The response must contain every line below in which "disableNativePropagation" appears.

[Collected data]
####

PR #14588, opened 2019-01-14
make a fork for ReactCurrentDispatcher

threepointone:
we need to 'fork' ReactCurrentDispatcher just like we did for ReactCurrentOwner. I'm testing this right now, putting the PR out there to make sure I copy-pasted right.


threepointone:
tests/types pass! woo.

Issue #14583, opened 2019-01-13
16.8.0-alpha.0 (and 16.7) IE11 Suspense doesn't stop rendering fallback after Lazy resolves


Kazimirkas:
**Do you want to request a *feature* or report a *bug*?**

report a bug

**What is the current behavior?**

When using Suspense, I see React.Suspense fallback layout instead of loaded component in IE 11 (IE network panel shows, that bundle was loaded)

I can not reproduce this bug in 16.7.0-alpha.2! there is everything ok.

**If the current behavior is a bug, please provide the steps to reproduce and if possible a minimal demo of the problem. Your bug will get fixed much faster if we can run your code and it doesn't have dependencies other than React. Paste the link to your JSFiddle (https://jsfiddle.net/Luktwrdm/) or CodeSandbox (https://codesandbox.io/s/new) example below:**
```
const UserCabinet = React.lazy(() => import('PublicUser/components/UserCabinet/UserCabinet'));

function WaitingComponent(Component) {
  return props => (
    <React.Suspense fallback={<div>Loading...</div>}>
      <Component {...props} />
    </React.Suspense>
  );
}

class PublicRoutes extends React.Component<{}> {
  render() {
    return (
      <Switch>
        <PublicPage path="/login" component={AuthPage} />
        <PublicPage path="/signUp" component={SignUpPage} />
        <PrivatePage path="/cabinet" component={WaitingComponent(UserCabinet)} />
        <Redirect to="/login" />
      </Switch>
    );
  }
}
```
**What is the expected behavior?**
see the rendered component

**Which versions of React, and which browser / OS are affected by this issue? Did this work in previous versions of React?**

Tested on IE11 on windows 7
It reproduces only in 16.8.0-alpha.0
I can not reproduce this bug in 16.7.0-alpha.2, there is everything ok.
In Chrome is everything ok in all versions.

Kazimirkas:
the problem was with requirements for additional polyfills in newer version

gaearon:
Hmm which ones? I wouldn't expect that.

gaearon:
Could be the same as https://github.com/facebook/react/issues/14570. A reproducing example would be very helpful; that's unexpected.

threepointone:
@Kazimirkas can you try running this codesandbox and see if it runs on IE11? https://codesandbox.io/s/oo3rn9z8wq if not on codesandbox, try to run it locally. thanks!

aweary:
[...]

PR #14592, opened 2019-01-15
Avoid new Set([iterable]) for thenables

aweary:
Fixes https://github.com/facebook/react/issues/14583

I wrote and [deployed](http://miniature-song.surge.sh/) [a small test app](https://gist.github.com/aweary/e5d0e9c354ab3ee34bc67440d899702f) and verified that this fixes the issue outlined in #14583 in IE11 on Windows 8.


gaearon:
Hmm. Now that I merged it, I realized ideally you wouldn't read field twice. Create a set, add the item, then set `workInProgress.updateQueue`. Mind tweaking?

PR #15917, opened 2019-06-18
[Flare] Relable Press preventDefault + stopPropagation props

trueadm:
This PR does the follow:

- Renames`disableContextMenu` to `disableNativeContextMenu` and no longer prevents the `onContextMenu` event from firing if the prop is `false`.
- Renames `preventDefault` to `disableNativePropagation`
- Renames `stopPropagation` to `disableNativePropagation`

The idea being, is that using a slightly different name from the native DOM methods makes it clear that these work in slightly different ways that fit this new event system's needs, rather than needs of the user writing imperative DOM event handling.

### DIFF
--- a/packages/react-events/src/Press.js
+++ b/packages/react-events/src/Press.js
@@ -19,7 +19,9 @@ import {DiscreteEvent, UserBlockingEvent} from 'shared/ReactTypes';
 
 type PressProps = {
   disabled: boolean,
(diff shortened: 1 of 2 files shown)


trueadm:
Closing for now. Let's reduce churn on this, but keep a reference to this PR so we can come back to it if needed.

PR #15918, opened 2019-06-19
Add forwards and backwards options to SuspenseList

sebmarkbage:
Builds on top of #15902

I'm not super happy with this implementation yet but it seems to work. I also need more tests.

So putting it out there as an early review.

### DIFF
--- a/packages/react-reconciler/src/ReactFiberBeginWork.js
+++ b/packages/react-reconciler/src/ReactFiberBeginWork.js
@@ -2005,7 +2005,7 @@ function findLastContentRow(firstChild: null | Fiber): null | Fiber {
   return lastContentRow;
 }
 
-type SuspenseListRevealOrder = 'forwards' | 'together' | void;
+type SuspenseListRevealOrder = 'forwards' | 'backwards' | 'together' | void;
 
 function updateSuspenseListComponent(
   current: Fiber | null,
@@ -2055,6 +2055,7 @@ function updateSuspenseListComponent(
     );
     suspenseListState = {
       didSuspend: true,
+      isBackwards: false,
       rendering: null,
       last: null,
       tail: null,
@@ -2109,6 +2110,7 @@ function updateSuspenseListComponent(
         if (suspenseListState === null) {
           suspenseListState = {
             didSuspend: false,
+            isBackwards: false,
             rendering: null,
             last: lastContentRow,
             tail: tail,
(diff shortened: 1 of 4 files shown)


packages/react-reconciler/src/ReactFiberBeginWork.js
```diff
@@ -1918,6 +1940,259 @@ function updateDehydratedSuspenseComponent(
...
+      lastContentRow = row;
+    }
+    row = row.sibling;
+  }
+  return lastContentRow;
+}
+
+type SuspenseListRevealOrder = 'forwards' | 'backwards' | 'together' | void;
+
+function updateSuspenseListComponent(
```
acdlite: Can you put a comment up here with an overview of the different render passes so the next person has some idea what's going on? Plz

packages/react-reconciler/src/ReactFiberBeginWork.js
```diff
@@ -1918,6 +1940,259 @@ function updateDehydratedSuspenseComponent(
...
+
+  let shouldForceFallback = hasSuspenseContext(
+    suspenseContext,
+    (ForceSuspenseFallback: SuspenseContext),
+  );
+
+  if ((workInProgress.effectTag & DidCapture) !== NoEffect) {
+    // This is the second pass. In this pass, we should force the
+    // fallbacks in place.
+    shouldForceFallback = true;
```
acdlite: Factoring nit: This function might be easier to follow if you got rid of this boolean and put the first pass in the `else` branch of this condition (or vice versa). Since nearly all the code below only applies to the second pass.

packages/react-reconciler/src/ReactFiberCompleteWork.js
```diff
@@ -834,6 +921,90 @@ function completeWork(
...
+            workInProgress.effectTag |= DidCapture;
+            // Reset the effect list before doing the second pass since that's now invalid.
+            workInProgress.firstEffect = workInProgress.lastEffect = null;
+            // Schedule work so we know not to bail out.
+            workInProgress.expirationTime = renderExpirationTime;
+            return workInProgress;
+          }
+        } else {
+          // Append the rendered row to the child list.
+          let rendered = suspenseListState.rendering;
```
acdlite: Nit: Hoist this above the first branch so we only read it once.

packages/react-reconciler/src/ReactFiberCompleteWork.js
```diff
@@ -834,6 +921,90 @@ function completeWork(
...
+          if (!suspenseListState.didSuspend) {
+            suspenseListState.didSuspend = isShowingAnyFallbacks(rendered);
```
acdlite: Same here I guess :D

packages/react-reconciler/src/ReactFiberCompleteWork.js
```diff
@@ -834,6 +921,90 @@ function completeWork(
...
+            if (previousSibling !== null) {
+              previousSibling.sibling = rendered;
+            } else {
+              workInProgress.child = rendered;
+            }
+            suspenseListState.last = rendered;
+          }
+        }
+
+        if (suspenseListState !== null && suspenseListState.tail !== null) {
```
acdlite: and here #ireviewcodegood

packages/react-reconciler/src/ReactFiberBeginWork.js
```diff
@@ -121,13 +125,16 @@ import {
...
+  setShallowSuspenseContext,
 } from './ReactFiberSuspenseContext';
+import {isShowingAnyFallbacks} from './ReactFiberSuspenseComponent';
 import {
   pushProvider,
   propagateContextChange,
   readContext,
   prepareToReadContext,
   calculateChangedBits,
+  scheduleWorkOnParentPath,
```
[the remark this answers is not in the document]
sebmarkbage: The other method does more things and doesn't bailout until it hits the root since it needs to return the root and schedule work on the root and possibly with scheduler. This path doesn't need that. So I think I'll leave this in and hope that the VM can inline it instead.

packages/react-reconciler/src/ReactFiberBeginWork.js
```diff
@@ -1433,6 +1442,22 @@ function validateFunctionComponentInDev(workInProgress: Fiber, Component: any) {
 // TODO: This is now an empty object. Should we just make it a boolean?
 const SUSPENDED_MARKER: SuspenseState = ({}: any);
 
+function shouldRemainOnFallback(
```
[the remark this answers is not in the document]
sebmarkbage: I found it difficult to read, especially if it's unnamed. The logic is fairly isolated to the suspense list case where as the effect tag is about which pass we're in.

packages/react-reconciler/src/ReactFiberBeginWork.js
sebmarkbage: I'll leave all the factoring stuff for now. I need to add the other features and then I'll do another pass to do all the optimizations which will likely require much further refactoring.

####

> [RESPONSE TO THIS TASK]
- Renames `preventDefault` to `disableNativePropagation`
- Renames `stopPropagation` to `disableNativePropagation`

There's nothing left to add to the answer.